***** WORKING DATA *****

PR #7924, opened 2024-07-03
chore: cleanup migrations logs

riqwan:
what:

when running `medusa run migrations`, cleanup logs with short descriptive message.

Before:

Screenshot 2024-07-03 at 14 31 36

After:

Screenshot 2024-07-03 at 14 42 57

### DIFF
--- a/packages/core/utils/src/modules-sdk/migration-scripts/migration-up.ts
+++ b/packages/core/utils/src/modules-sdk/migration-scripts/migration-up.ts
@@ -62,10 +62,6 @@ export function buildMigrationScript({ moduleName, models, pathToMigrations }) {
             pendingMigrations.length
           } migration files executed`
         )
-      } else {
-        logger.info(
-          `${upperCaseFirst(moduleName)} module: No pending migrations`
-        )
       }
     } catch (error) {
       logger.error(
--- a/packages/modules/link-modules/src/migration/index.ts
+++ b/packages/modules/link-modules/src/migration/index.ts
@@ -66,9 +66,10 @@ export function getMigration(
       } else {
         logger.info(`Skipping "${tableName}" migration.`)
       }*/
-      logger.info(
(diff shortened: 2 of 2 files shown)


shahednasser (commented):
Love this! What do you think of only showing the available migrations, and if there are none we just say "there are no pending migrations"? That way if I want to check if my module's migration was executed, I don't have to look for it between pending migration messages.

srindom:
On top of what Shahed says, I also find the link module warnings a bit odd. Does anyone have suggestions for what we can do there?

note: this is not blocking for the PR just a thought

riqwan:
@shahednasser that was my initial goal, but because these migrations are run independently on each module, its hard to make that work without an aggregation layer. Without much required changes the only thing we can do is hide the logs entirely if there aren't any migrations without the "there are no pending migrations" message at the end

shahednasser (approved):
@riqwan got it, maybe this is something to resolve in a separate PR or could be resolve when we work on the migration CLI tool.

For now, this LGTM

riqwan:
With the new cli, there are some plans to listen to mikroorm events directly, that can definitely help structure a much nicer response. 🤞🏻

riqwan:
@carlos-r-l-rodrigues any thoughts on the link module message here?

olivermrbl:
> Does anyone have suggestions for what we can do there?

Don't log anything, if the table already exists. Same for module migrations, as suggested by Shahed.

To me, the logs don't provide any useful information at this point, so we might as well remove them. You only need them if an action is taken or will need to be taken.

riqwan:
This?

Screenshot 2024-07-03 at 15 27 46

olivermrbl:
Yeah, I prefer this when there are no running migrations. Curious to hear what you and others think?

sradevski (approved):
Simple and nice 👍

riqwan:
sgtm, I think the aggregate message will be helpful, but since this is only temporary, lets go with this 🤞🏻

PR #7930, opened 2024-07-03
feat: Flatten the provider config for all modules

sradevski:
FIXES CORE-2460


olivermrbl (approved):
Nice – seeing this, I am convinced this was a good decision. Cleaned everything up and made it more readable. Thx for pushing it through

*****
***** WORKING DATA *****

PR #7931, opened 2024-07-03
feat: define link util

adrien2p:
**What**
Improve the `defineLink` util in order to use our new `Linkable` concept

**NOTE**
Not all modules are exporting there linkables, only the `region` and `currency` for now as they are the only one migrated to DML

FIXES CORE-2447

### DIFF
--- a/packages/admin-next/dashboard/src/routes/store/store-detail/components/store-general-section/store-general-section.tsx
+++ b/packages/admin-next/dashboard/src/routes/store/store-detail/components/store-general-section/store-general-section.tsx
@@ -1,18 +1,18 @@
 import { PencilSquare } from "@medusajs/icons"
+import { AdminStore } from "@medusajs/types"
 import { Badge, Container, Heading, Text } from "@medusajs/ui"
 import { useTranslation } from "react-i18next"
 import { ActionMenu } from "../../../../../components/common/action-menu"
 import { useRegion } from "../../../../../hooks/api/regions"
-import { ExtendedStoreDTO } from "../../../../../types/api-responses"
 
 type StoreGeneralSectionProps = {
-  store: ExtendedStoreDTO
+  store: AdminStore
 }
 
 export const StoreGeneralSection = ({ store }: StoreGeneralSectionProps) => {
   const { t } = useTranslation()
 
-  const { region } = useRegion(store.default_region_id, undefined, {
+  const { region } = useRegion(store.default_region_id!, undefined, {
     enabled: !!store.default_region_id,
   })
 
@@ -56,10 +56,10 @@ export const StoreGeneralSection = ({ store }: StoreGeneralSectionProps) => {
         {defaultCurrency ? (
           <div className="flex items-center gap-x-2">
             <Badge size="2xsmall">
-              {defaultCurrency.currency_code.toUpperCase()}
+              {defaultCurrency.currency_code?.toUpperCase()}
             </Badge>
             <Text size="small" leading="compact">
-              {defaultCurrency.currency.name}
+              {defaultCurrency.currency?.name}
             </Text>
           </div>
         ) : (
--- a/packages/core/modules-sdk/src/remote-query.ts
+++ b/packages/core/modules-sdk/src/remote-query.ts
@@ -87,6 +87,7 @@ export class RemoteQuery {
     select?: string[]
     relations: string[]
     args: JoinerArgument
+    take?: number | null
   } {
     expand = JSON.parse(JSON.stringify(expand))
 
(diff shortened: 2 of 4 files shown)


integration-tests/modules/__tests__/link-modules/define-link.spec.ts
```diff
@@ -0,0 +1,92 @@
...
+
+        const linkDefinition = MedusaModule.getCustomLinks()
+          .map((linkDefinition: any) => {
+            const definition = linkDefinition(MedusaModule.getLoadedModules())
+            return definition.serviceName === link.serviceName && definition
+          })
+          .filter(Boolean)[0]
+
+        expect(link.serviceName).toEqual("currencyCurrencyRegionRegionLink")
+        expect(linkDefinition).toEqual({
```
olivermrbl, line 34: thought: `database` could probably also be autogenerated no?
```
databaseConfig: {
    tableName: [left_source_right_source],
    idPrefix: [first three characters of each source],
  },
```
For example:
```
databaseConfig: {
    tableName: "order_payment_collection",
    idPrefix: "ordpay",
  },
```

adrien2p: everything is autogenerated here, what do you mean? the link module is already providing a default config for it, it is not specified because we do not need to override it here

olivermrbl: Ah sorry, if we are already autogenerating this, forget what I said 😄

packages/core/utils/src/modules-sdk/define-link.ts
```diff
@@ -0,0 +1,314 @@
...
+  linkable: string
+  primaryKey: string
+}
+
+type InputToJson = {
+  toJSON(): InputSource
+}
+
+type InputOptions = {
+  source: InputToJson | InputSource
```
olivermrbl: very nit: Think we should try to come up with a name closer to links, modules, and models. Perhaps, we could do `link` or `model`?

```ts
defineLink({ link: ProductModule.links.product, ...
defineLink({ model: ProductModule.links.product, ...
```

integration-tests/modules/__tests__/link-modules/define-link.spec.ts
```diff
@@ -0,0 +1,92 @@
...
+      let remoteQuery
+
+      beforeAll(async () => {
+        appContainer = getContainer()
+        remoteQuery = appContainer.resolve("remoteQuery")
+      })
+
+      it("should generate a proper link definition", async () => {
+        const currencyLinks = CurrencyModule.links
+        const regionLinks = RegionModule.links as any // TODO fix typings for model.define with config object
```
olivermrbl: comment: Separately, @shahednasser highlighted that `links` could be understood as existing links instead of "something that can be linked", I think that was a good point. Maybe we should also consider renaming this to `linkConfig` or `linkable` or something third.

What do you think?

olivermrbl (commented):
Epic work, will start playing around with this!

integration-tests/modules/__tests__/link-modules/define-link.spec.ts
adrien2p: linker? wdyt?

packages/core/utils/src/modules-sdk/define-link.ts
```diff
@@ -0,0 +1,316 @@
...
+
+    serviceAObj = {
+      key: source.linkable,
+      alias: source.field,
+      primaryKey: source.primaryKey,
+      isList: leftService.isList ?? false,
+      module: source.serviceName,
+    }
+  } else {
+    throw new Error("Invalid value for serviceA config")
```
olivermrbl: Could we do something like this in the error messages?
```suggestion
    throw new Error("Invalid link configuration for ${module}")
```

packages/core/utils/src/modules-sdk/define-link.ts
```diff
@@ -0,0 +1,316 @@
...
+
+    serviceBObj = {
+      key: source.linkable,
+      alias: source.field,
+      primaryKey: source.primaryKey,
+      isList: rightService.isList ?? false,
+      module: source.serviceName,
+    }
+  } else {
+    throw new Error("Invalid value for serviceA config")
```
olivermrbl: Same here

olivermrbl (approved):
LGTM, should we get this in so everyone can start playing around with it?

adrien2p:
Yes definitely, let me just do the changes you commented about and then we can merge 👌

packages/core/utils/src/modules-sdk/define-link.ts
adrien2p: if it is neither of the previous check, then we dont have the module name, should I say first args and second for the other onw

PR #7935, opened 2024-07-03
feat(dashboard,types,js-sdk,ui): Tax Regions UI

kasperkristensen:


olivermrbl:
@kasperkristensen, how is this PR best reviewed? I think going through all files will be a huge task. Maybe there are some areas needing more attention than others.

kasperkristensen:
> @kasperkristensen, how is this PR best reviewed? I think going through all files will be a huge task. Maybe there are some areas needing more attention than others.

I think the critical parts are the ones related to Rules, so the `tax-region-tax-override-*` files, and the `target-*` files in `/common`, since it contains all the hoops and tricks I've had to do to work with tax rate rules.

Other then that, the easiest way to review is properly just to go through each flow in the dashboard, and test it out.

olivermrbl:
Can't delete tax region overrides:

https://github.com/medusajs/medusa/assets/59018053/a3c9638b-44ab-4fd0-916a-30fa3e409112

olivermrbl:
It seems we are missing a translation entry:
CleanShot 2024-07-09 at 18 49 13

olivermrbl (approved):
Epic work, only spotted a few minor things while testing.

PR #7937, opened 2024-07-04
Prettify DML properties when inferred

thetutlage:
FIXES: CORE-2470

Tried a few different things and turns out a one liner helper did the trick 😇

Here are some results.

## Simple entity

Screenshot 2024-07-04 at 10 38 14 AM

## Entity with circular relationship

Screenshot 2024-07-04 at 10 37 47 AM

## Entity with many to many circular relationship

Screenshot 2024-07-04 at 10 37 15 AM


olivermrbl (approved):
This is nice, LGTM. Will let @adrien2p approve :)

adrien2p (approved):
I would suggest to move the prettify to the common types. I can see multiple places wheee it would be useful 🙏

*****
***** WORKING DATA *****

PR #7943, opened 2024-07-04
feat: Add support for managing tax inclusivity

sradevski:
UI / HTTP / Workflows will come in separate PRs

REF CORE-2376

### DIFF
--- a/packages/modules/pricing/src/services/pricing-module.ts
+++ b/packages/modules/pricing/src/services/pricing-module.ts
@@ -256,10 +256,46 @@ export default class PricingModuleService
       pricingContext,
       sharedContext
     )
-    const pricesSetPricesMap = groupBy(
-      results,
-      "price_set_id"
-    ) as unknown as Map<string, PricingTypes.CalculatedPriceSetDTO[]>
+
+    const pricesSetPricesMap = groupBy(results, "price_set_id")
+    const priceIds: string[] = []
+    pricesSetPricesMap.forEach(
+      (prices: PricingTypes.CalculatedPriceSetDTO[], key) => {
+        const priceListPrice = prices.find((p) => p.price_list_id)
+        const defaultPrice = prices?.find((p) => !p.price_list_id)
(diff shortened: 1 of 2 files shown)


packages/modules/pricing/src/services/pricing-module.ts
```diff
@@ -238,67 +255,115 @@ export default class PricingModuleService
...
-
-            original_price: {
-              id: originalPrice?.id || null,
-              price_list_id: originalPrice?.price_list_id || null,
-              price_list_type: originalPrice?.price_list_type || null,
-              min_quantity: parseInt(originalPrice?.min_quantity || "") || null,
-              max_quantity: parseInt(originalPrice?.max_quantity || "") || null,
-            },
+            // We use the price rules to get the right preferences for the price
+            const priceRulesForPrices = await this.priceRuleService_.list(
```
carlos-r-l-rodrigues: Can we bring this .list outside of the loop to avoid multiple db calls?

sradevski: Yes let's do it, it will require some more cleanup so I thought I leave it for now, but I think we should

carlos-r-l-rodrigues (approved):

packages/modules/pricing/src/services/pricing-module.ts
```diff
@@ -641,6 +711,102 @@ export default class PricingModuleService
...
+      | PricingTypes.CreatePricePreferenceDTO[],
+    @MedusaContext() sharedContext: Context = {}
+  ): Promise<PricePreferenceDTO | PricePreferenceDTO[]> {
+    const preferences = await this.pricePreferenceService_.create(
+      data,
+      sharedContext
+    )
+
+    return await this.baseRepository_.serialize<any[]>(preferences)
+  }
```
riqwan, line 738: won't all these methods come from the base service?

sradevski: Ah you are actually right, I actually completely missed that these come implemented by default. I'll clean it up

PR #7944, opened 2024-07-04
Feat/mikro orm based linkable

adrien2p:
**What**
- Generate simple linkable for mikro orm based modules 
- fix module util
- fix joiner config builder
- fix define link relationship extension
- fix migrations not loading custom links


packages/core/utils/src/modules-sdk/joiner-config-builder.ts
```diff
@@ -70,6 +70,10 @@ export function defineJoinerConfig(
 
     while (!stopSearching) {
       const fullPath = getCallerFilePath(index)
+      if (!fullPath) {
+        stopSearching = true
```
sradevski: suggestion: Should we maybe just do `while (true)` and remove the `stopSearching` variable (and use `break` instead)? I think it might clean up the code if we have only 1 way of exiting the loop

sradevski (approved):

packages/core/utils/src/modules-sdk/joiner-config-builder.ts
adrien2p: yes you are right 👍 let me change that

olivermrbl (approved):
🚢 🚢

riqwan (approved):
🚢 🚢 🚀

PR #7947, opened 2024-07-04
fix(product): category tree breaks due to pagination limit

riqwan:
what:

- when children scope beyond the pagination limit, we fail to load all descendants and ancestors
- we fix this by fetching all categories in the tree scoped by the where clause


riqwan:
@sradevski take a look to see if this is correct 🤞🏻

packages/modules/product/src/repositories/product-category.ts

*****

=== EXERCISE DIRECTIONS ===
Read each line of the data and count the ones that include "more", answering with the number alone.

=== WRITTEN RESPONSE ===
4